Lotus Resources Limited (ASX: LOT), an Africa-focused uranium producer with significant scale and Mineral Resources, has announced a non-underwritten placement to raise approximately A$76 million before costs. The funds will provide additional working capital to support the ramp-up to steady-state production at the Kayelekera Uranium Mine. The offer price is A$2.15 per share, representing a 25.3% discount to the last closing price on Wednesday, 4 February 2026.

In addition to the placement, Lotus Resources will conduct a non-underwritten share purchase plan (SPP) to raise up to A$5 million. This SPP will allow eligible existing shareholders to apply for up to A$30,000 worth of new fully paid ordinary shares at the offer price. The company aims to simplify its balance sheet with pro-forma unaudited cash of A$145 million, supporting the execution and completion of the acid plant and grid connection projects to optimise operating costs.

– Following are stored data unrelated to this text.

PR #3, opened 2018-09-30
Overwrite versionitis, use latest IIF code

dehann:
This PR is to replace old IIF code that was used to initially create DFG.  A few extra functions have been included for DFG, but not tested in this context.  Relates to packing and unpacking of factor and variable nodes.


GearsAD:
Cool, thanks!

PR #5, opened 2019-04-17
Proof of concept for API and Graphs.jl implementation

GearsAD:


src/entities/DistributedFactorGraph.jl
```diff
@@ -0,0 +1,22 @@
+import Base: show
+
+struct DistributedFactorGraph
+    # A cache - TBD
+    # something::T
+    # An API for communication
+    api::DFGAPI
+    # A series of mirrors that are asynchronously updated.
+    mirrors::Vector{DFGAPI}
```
dehann: Does this relate to the mirroring happens inside or outside DFG conversation?  I’m nervous about building too much automation into DFG, vs DFG sets the API, establishes symmetry, provides set operations, and lays the ground work for “operating system” features.  Also need to understand how much serialization and deserialization needs to occur in DFG, my guess is at least some would have to occur here and the rest through dispatch to used defined converters.  If you imply mirroring/duplication, I’m just concerned about too much.  Goes back to discussion that duplication happens above DFG in either RoME or Caesar?

src/services/GraphsDFG.jl
```diff
@@ -0,0 +1,432 @@
...
+    end
+    return true
+end
+
+"""
+    $(SIGNATURES)
+Get a DFGVariable from a DFG using its underlying integer ID.
+"""
+function getVariable(dfg::GraphsDFG, variableId::Int64)::DFGVariable
+    @warn "This may be slow, rather use by getVariable(dfg, label)"
```
dehann: Is this from test results?  My very brief experience was that Symbol lookups on a dict where much much slower than Int key lookups, and strong lookups were much slower than Symbol.  We should confirm.

src/services/GraphsDFG.jl
```diff
@@ -0,0 +1,432 @@
...
+
+"""
+    $(SIGNATURES)
+Update a complete DFGVariable in the DFG.
+"""
+function updateVariable!(dfg::GraphsDFG, variable::DFGVariable)::DFGVariable
+    if !haskey(dfg.labelDict, variable.label)
+        error("Variable label '$(variable.label)' does not exist in the factor graph")
+    end
+    dfg.g.vertices[dfg.labelDict[variable.label]].dfgNode = variable
```
dehann: I had cases where I ably want to update some of the fields, more a user thing and I’m not exactly sure of how the new use case will work, but just keep in mind till we have completed integration.

src/services/GraphsDFG.jl
```diff
@@ -0,0 +1,432 @@
...
+
+"""
+    $(SIGNATURES)
+Delete a DFGVariable from the DFG using its label.
+"""
+function deleteVariable!(dfg::GraphsDFG, label::Symbol)::DFGVariable
+    if !haskey(dfg.labelDict, label)
+        error("Variable label '$(label)' does not exist in the factor graph")
+    end
+    @error "Delete is not supported in Graphs.jl implementation at present"
```
dehann: I will add support for delete in graphs.jl

src/services/GraphsDFG.jl
```diff
@@ -0,0 +1,432 @@
...
+List the DFGFactors in the DFG.
+Optionally specify a label regular expression to retrieves a subset of the factors.
+"""
+getFactors(dfg::GraphsDFG, regexFilter::Union{Nothing, Regex}=nothing)::Vector{DFGFactor} = lsf(dfg, regexFilter)
+
+"""
+    $(SIGNATURES)
+Checks if the graph is fully connected, returns true if so.
+"""
+function isFullyConnected(dfg::GraphsDFG)::Bool
```
dehann: We should remember to add a ‘hasOrphans’ alias

src/entities/DistributedFactorGraph.jl
GearsAD: This stuff is older code, saving it for moving it out later. Right now it's inert code though

src/services/GraphsDFG.jl
GearsAD: The worry isn't actually on the lookup itself, rather on the check to see if the variable is there. Probably O(n) to check if it's in the values of the dictionary. If this is used, then it's probably a good idea to have a idDict
```
    if !(variableId in values(dfg.labelDict))
        error("Variable ID '$(variableId)' does not exist in the factor graph")
    end
```

src/services/GraphsDFG.jl
GearsAD: Yep! That's part of the actual DFGVariable itself though, more on that when adding the fields into the variables/factors.

src/services/GraphsDFG.jl
GearsAD: Done!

The company is targeting monthly nameplate production of approximately 200,000 pounds per month in Q2 CY2026. Advanced product qualification assessment is ongoing, with initial samples meeting required product specifications. The first shipment of product is expected to occur in Q2 CY2026, subject to product qualification, final product preparation, testing, and permitting, with first cash receipts targeted in Q3 CY2026.

CEO Greg Bittar stated the proceeds would provide Lotus with enhanced liquidity during ramp-up to reach steady-state production. Macquarie Capital and Canaccord Genuity are acting as joint lead managers to the placement. Eligible shareholders should review the SPP terms and conditions fully before deciding whether to participate in the SPP.